American Host Mother

ROBERTA: THE ITALIAN AVOCADO EATER

Posted by: Christine on: 13 July 2009

An Italian who looked like a cheerleader

An Italian who looked like a cheerleader

Not many Italians apply for homestay. Part of the reason may be that in Italy it is unheard of–or at least very rare–to share your home with strangers. Home is for family;  immediate family, not cousins, aunts, uncles. So it works both ways: odd to stay in someone else’s house. When our daughter went abroad for her junior year to the University of Padova, the university there found the international students homestay rooms.  These were not typical Italian family homes, but university professor homes, or single woman’s homes.
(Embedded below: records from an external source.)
PR #288, opened 2023-08-24
update whyrusleeping/go-did dep (DID doc formatting)

bnewbold:


ericvolp12 (approved):
wow i cant believe u broke everything

PR #289, opened 2023-08-24
Auto-refreshing XRPC client

jazware:


lex/gen.go
```diff
@@ -576,6 +576,11 @@ func (s *TypeSchema) WriteRPC(w io.Writer, typename string) error {
 		return fmt.Errorf("can only generate RPC for Query or Procedure (got %s)", s.Type)
 	}
 
+	if fname != "ServerRefreshSession" {
+		pf("\tc.Mux.RLock()\n")
+		pf("\tdefer c.Mux.RUnlock()\n")
+	}
```
bnewbold, line 582: I don't love this. Really feels like any locking should happen in the client, and only when needed (aka, when actually updating auth info). Should be possible to do concurrent requests from the same client.

atproto/syntax/aturi.go
```diff
@@ -103,7 +103,7 @@ func (n ATURI) Normalize() ATURI {
 }
 
 func (a ATURI) MarshalText() ([]byte, error) {
-	return []byte(a.String()), nil
+	return []byte(string(a)), nil
```
bnewbold, line 106: what is the motivation for this diff? does the compiler not optimize this already?

util/xrpcutil/xrpcutil.go
```diff
@@ -0,0 +1,101 @@
+package xrpcutil
```
bnewbold, line 1: can we put this in the `xrpc` package as `AutoClient` or something? Feels weird over here in `util`

atproto/syntax/aturi.go
ericvolp12: I was getting compiler errors from it for some reason?

util/xrpcutil/xrpcutil.go
ericvolp12: It can be a subpackage of the `xrpc` package but it can't be in the main `xrpc` package because of the dependency loop.

lex/gen.go
ericvolp12: This is a readlock, you can do concurrent requests, it just makes sure you're not trying to make a request while the client object is being modified.

atproto/syntax/aturi.go
ericvolp12: CleanShot 2023-08-24 at 17 06 26

ericvolp12: Oh, yeah looks like there isn't a `String()` method on the `ATURI` type rn.

PR #290, opened 2023-08-25
identity SDK

bnewbold:
This is ready for feedback and review. There are a couple TODOs i'd be curious to discuss, and I suspect there are some ptr/non-ptr style polish to the public API.

Includes somewhat polished implementations of the basic DID and handle resolution routines, plus a new Catalog abstraction (interface), with three implementations:

- BasicCatalog: simply calls resolution routines on every single lookup request
- CacheCatalog: wraps another implementation (eg, BasicCatalog), plus an in-memory lookup cache, using `map`, `sync.RWLock`, and per-record TTLs
- MockCatalog: for testing, allowing simple injection

A missing thing we'd want before shipping in prod is better observability, probably via an observability layer that does OTEL metrics and `slog` logging.

We are finding that identity lookups are a pretty performance critical part of our service implementations, and we are likely to iterate on different backends and policies. Hopefully this interface will work well for large and small projects.


atproto/identity/identity.go
```diff
@@ -0,0 +1,187 @@
...
+	return &cached
+}
+
+// Represents an atproto identity. Could be a regular user account, or a service account (eg, feed generator)
+type Identity struct {
+	DID syntax.DID
+
+	// Handle/DID mapping must be bi-directionally verified. If that fails, the Handle should be the special 'handle.invalid' value
+	// TODO: should we make this nullable, instead of 'handle.invalid'?
+	Handle syntax.Handle
```
ericvolp12, line 55: Not all Identities have Handles i.e. lots of FeedGenerators have DID docs at their `https://{feed_host}/.well-known/did.json` and no AKA's defined in them. Do we only want this package to support Identities with handles?

atproto/identity/handle.go
```diff
@@ -0,0 +1,101 @@
...
+	// TODO: could pull a client or transport from context?
+	c := http.DefaultClient
+
+	req, err := http.NewRequest("GET", fmt.Sprintf("https://%s/.well-known/atproto-did", handle), nil)
+	if err != nil {
+		return "", err
+	}
+	req = req.WithContext(ctx)
+
+	resp, err := c.Do(req)
```
ericvolp12, line 56: We probably want some kind of rate limiting logic but I'm not sure if we want it in this function or if the caller should deal with it...

atproto/identity/did.go
```diff
@@ -0,0 +1,108 @@
...
+	return &doc, nil
+}
+
+// plcURL should have URL method, hostname, and optional port; it should not have a path or trailing slash
+func ResolveDIDPLC(ctx context.Context, plcURL string, did syntax.DID) (*DIDDocument, error) {
+	if did.Method() != "plc" {
+		return nil, fmt.Errorf("expected a did:plc, got: %s", did)
+	}
+
+	resp, err := http.Get(plcURL + "/" + did.String())
```
ericvolp12, line 92: Maybe want a rate limiter here too

atproto/identity/cache_catalog.go
```diff
@@ -0,0 +1,209 @@
...
+)
+
+type CacheCatalog struct {
+	HitTTL        time.Duration
+	ErrTTL        time.Duration
+	Inner         Catalog
+	mutex         sync.RWMutex
+	handleCache   map[syntax.Handle]HandleEntry
+	identityCache map[syntax.DID]IdentityEntry
+}
```
ericvolp12, line 19: Do we wanna use https://github.com/hashicorp/golang-lru for these caches to limit their sizes and help with eviction?

ericvolp12 (approved):
I've got a few hangups on Handles being "required" for identities given there are cases where it isn't sensible i.e. for a Feed Generator's DID identity.

Also think we should slap some configurable common-sense rate limiters for some of the requests that this package can create to avoid getting WAF'd by services and/or accidentally DDOSing someone. If the caller were required to rate limit, they couldn't make use of cached entries effectively so we should probably use go's `rate.Limit` and stick it right before our web and DNS requests in the reference implementations.

atproto/identity/identity.go
bnewbold: This package should support those just fine; they simply have an "invalid" handle. If you never try to use the handle it isn't a problem.

As the comment says, we could have this field be nullable, which would be a bit more efficient (in memory) for cases with no handle. But it is kind of weird to have it be both nullable *and* there exist the special invalid handle. FWIW, I was against the special invalid handle existing and thought that we should have updated all the lexicons to have nullable handles instead, but we didn't want to break things, and having a specific value fails more gracefully in some situations. I could go either way on this: if there is a performance concern i'm fine having it be nullable.

A tangential corner-case with service accounts vs. regular PDS accounts is that they are not mutually exclusive: you can have a did:web feed generator which also has a repo (PDS location and public signing key).

atproto/identity/cache_catalog.go
bnewbold: I was thinking about that. I kind of want to keep this package more minimal w/r/t deps and have sub-packages or something for fancier implementations. But an LRU is pretty simple/common and we should probably have a polished and really robust solution to caching, as it is pretty load-bearing for identity.

bnewbold:
Thanks for the review! I've got some ideas for a small iteration on this: maybe move all the `Resolve*` routines on to the `BasicCatalog` struct, so that it can have more configuration (authoritative DNS, custom HTTP client/dialer, etc).

atproto/identity/cache_catalog.go
```diff
@@ -0,0 +1,209 @@
...
+func NewCacheCatalog(inner Catalog) CacheCatalog {
+	// TODO: these are kind of arbitrary default values...
+	hitTTL, err := time.ParseDuration("1h")
+	if err != nil {
+		panic(err)
+	}
+	errTTL, err := time.ParseDuration("2m")
+	if err != nil {
+		panic(err)
+	}
```
Jacob2161, line 44: It's safe with constant strings like this but still gives me pause to see a `panic` in a library. Maybe just change it to be`func NewCacheCatalog(inner Catalog, hitTTL, errTTL time.Duration) CacheCatalog` or whatever from the start?

atproto/identity/cache_catalog.go
```diff
@@ -0,0 +1,209 @@
...
+	c.handleCache[ident.Handle] = he
+	c.mutex.Unlock()
+	return &he, nil
+}
+
+func (c *CacheCatalog) ResolveHandle(ctx context.Context, h syntax.Handle) (syntax.DID, error) {
+	var err error
+	var entry *HandleEntry
+	c.mutex.RLock()
+	eObj, ok := c.handleCache[h]
```
Jacob2161, line 110: nit: i dislike "obj" as much as "var" on a variable name. Just tell me what kind of obj I'm looking at! :rofl:

atproto/identity/cache_catalog.go
```diff
@@ -0,0 +1,209 @@
...
+		Err:      err,
+	}
+	var he *HandleEntry
+	if err == nil && !ident.Handle.IsInvalidHandle() {
+		he = &HandleEntry{
+			Updated: time.Now(),
+			DID:     did,
+			Err:     nil,
+		}
+	}
```
Jacob2161, line 144: Slightly confusing/worrying due to the error not being handled directly after the call, seems to make sense but could use a comment.

atproto/identity/handle.go
```diff
@@ -0,0 +1,101 @@
...
+	"net/http"
+	"strings"
+
+	"github.com/bluesky-social/indigo/atproto/syntax"
+)
+
+// Does not cross-verify, just does the handle resolution step.
+func ResolveHandleDNS(ctx context.Context, handle syntax.Handle) (syntax.DID, error) {
+	// TODO: timeout
+	// TODO: mechanism to control NDS better; context? separate method?
```
Jacob2161, line 18: [the mikeg DNS package](https://github.com/miekg/dns) is a godsend here, the `net` DNS stuff is very basic

atproto/identity/handle.go
```diff
@@ -0,0 +1,101 @@
...
+func ResolveHandleWellKnown(ctx context.Context, handle syntax.Handle) (syntax.DID, error) {
+	// TODO: timeout
+	// TODO: could pull a client or transport from context?
+	c := http.DefaultClient
+
+	req, err := http.NewRequest("GET", fmt.Sprintf("https://%s/.well-known/atproto-did", handle), nil)
+	if err != nil {
+		return "", err
+	}
+	req = req.WithContext(ctx)
```
Jacob2161, line 54: nit: there's `http.NewRequestWithContext` which is nice because then you don't think "oh, they forgot to use the context" above

atproto/identity/handle.go
```diff
@@ -0,0 +1,101 @@
...
+			return did, nil
+		}
+	}
+	return "", ErrHandleNotFound
+}
+
+func ResolveHandleWellKnown(ctx context.Context, handle syntax.Handle) (syntax.DID, error) {
+	// TODO: timeout
+	// TODO: could pull a client or transport from context?
+	c := http.DefaultClient
```
Jacob2161, line 48: I (try to) never use DefaultClient because there's no telling who else might be using it

atproto/identity/handle.go
```diff
@@ -0,0 +1,101 @@
...
+		// look for NXDOMAIN
+		var dnsErr *net.DNSError
+		if errors.As(err, &dnsErr) {
+			if dnsErr.IsNotFound {
+				return "", ErrHandleNotFound
+			}
+		}
+		return "", fmt.Errorf("failed to resolve handle (%s) through HTTP well-known route: %s", handle, err)
+	}
+	if resp.StatusCode != 200 {
```
Jacob2161, line 67:
```suggestion
	if resp.StatusCode != http.StatusOK {
```

atproto/identity/did.go
```diff
@@ -0,0 +1,108 @@
...
+	var dnsErr *net.DNSError
+	if errors.As(err, &dnsErr) {
+		if dnsErr.IsNotFound {
+			return nil, ErrDIDNotFound
+		}
+	}
+	if err != nil {
+		return nil, fmt.Errorf("failed HTTP fetch of did:web well-known document: %w", err)
+	}
+	if resp.StatusCode == 404 {
```
Jacob2161, line 72:
```suggestion
	if resp.StatusCode == http.StatusNotFound {
```

atproto/identity/did.go
```diff
@@ -0,0 +1,108 @@
...
+		return nil, ErrDIDNotFound
+	}
+	if resp.StatusCode != 200 {
```
Jacob2161, line 75:
```suggestion
	if resp.StatusCode != http.StatusOK {
```

atproto/identity/did.go
```diff
@@ -0,0 +1,108 @@
...
+func ResolveDIDPLC(ctx context.Context, plcURL string, did syntax.DID) (*DIDDocument, error) {
+	if did.Method() != "plc" {
+		return nil, fmt.Errorf("expected a did:plc, got: %s", did)
+	}
+
+	resp, err := http.Get(plcURL + "/" + did.String())
+	if err != nil {
+		return nil, fmt.Errorf("failed did:plc directory resolution: %w", err)
+	}
+	if resp.StatusCode == 404 {
```
Jacob2161, line 96:
```suggestion
	if resp.StatusCode == http.StatusNotFound {
```

Jacob2161 (approved):
Added some minor notes but looks really great :+1: 

Running with a bunch of goroutines with the race detector would be a good idea but the all locking looked tight so wouldn't expect issues.

atproto/identity/cache_catalog.go
bnewbold: strong agree, keep me disciplined!

atproto/identity/cache_catalog.go
bnewbold: good call, this is a footgun. for all the "is the error nil" checks, I flipped to `nil == err` (so it is more visually distinct from the usual `err != nil`), and added a comment, and added a longer comment in this particular "capture err but don't return it directly" situation.

atproto/identity/cache_catalog.go
bnewbold: Cross reference about pain of doing static error handling: https://github.com/golang/go/issues/54297

Replaced with static values in nanoseconds, which I verified were equal to the parsed values.

ericvolp12: Why not just do `time.Hour * 1` and `time.Minute * 2`?

bnewbold: even better!

atproto/identity/identity.go
bnewbold: we discussed and decided current API is fine

atproto/identity/handle.go
bnewbold: we discussed and decided not to do client-side rate limits

bnewbold:
Pushed an iteration which I think is ready to merge, with some possible future work. Changes:

- refactored all the resolve methods on to `BaseDirectory`, where they have access to config
- refactored `BaseDirectory` to be configurable, but to work fine in "zero" status ("uninitialized"), which is distinct from default
- switched cache implementation to use LRU (from the popular hashicorp package)
- added a Purge interface to bust the cache if needed
- added optional authoritative DNS lookup for handles in `BaseDirectory` implementation. if an initial DNS TXT resolution is "not found" (NXDOMAIN), and the config flag is set, it will do a single NS lookup and re-try the resolution under the first nameserver (if any). this is very narrowly scoped to working with new handles, not changing an existing handle
- added some logging (including timing) with `log/slog`

Things discussed but not in this version:

- [ ] handling HTTP 429 with longer backoff, for the default config. I think this needs the hashicorp retry HTTP client, and didn't want to pull in that dependency for now
- [ ] adding some tests with concurrency, to trigger racedetector. not as worried about this now with LRU handling locking
- [ ] adding metrics with promauto. read the docs and it seem like it can panic if config is weird/incorrect, which is not good. I think we should do metrics+tracing in a separate layer, not baked in, unfortunately. the debug-level logs have some timing info which might be sufficiently

atproto/identity/handle.go
bnewbold: I looked at this but didn't want to pull in a dependency in this initial implementation. I did: 

- expose the `net.Resolver`, which can be used to point to a specific DNS server easily, or be swapped out with a not-too-crazy interface implementation wrapping something else
- implemented a basic/partial authoritative lookup with the stdlib net DNS (not as complete as your implementation)

and open to iterating on the API/implementation.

People either looking for company and money, or academics from countries more accustomed to sharing living situations than Italians.

So when we get an Italian, it is most often an unusual situation. In Cesca’s case, she ended up with us because ‘there was no room in the dorm.’  The living situation worked out just fine for her and for us; in fact we remain friends to this day. One warm October er we hosted Giuseppe, a rather nervous Carabinieri from Rome who was interested in advancing his career. He worked in the stolen artifact department and played a trumpet in the Carabinieri band (more about Giuseppe in a later blog). Then there was Roberta.  Roberta was young, sixteen, and her father wanted her to be in a family home while she attended a summer program at Harvard to improve her English.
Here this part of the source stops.